Work to complete:
Transcribe only part of the material below: the lines from the one containing "PR #175, opened 2022-03-05" through the one containing "the source file?", inclusive, exactly as written.

Data excerpts:
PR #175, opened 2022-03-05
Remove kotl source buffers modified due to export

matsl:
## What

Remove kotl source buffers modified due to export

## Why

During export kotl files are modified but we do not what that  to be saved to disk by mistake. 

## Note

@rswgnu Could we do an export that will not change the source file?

---

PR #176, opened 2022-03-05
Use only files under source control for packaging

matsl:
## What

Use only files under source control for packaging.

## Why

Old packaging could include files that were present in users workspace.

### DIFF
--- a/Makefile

Written reply:
PR #175, opened 2022-03-05
Remove kotl source buffers modified due to export

matsl:
## What

Remove kotl source buffers modified due to export

## Why

During export kotl files are modified but we do not what that  to be saved to disk by mistake. 

## Note

@rswgnu Could we do an export that will not change the source file?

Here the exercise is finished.